= Beginning of Section =

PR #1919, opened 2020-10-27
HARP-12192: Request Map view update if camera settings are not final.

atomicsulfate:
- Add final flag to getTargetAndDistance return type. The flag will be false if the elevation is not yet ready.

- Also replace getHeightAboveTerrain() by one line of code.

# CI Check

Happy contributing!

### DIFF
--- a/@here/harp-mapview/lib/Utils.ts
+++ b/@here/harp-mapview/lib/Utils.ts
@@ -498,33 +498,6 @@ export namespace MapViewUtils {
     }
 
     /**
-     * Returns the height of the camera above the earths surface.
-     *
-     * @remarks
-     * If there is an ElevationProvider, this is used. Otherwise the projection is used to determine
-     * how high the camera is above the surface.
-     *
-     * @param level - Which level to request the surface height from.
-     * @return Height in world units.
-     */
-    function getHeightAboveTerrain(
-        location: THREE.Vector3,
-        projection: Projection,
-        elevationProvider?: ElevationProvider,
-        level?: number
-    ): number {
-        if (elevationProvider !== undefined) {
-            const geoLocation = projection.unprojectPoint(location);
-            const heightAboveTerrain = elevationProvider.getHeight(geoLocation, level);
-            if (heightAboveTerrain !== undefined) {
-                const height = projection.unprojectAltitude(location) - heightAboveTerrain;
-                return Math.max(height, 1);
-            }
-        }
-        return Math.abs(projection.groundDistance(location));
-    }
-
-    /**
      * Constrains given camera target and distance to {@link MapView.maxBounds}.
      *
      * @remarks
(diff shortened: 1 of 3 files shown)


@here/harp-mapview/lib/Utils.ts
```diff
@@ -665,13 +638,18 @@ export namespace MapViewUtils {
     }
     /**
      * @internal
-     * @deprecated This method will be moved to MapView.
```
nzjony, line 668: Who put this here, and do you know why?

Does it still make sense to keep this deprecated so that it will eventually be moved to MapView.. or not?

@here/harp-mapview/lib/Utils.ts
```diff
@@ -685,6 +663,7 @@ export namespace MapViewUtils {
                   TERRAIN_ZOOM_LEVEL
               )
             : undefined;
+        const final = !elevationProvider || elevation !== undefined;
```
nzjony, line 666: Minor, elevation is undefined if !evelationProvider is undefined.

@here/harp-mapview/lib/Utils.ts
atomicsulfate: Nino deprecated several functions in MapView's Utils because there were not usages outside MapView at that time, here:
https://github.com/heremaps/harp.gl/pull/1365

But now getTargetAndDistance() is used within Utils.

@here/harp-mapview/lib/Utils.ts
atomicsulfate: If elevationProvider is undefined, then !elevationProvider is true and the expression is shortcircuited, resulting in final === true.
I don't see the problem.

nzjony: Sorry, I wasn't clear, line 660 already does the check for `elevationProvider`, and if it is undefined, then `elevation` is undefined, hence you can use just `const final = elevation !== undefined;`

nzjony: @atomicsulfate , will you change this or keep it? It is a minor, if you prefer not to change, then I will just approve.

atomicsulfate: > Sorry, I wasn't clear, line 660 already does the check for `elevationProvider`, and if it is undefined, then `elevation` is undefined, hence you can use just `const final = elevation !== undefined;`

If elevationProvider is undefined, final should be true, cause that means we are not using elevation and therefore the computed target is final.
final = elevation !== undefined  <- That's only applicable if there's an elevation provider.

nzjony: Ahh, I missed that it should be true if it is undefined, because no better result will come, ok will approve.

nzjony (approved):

= End of Section =
= Beginning of Section =

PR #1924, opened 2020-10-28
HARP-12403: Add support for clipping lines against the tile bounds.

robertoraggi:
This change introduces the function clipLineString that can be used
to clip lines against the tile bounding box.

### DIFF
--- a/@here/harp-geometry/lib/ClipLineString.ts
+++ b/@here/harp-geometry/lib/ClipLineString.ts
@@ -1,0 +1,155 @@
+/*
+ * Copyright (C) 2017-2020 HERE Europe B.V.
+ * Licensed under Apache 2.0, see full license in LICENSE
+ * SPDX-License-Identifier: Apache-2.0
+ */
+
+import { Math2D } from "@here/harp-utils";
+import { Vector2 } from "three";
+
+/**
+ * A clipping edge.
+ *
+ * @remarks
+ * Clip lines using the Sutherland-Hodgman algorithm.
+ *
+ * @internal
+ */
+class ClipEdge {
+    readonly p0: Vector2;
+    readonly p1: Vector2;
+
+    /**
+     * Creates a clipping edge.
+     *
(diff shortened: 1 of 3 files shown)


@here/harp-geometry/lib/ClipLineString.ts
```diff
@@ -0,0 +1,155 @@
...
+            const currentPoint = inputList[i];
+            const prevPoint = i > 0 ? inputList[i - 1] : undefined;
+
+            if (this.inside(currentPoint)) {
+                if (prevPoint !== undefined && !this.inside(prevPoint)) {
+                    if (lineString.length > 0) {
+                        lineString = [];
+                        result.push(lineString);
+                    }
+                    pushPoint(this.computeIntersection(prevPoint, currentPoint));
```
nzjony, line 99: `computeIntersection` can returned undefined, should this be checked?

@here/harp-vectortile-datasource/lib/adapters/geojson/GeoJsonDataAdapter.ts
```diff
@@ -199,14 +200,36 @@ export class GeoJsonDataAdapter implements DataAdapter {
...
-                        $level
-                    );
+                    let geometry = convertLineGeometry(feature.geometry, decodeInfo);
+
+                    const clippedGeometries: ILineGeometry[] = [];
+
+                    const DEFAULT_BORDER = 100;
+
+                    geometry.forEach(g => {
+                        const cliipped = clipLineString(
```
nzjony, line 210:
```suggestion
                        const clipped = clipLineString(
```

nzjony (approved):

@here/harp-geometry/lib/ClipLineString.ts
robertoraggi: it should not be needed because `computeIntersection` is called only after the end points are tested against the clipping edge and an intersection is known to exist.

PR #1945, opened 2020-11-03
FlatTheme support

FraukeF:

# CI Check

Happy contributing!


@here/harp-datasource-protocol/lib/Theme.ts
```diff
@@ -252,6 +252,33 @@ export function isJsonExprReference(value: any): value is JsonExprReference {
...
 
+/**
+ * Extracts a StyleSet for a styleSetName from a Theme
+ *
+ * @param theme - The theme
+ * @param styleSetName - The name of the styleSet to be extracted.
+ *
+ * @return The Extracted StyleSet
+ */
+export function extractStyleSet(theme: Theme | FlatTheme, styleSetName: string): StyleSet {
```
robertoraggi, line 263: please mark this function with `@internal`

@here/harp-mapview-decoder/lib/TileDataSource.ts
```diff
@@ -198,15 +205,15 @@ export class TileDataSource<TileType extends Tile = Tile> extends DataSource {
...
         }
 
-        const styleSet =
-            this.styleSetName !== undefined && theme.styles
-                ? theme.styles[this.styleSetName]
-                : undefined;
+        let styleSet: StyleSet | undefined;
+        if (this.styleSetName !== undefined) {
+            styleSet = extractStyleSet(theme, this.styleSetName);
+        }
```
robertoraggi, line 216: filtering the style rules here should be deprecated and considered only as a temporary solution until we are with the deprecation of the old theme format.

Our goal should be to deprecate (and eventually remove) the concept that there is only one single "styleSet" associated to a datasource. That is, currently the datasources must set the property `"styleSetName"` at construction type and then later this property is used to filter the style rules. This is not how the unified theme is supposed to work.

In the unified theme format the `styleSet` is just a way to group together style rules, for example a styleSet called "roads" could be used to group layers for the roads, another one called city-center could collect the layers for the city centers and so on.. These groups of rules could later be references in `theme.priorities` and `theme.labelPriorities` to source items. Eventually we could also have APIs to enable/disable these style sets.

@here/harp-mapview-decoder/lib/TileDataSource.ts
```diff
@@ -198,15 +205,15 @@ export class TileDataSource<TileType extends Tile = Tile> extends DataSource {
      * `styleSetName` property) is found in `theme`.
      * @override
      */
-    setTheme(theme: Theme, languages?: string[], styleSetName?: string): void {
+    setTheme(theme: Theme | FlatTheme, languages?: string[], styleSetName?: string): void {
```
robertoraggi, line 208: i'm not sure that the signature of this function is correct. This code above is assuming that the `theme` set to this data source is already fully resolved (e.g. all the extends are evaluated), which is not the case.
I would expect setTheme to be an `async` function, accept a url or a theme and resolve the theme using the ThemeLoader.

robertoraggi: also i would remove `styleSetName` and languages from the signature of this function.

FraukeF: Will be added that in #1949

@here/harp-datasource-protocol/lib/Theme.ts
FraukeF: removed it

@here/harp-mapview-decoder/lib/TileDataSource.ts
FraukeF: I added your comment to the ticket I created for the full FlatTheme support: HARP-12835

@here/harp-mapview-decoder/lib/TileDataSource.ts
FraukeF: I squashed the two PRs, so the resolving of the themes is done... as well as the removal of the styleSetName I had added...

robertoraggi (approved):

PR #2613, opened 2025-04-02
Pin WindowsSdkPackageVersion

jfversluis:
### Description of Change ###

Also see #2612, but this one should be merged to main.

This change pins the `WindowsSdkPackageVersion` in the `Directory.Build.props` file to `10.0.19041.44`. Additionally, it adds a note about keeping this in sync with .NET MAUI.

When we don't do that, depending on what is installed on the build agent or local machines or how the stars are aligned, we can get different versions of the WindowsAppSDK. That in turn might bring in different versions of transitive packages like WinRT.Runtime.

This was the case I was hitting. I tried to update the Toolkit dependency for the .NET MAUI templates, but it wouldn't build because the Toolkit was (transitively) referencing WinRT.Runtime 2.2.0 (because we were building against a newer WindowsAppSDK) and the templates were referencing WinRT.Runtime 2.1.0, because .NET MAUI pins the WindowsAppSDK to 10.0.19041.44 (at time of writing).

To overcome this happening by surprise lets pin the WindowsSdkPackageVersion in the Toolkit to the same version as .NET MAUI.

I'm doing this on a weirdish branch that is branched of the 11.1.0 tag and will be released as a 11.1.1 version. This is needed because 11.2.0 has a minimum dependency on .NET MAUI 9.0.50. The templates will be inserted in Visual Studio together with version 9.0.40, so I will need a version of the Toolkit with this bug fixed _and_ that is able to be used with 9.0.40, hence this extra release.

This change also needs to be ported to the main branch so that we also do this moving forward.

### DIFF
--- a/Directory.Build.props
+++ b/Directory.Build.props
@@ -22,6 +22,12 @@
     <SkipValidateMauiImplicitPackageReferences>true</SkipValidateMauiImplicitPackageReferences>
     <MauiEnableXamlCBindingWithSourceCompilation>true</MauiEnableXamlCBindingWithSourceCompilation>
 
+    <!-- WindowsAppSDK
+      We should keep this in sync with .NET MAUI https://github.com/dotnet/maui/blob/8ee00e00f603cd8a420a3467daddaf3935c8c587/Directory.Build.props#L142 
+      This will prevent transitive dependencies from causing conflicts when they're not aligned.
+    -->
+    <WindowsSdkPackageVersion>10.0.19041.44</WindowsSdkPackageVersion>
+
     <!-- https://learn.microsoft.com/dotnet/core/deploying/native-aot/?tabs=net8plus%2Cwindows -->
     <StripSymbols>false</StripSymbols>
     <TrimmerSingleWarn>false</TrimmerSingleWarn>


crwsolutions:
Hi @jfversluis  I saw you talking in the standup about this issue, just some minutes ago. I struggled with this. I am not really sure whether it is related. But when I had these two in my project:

= End of Section =

*REQUIREMENT:*
Start with the line above that contains "above the surface." and stop after the line that contains "(heightAboveTerrain !== undefined)". Output those lines exactly, and only those.

*YOUR RESPONSE:*
-     * how high the camera is above the surface.
-     *
-     * @param level - Which level to request the surface height from.
-     * @return Height in world units.
-     */
-    function getHeightAboveTerrain(
-        location: THREE.Vector3,
-        projection: Projection,
-        elevationProvider?: ElevationProvider,
-        level?: number
-    ): number {
-        if (elevationProvider !== undefined) {
-            const geoLocation = projection.unprojectPoint(location);
-            const heightAboveTerrain = elevationProvider.getHeight(geoLocation, level);
-            if (heightAboveTerrain !== undefined) {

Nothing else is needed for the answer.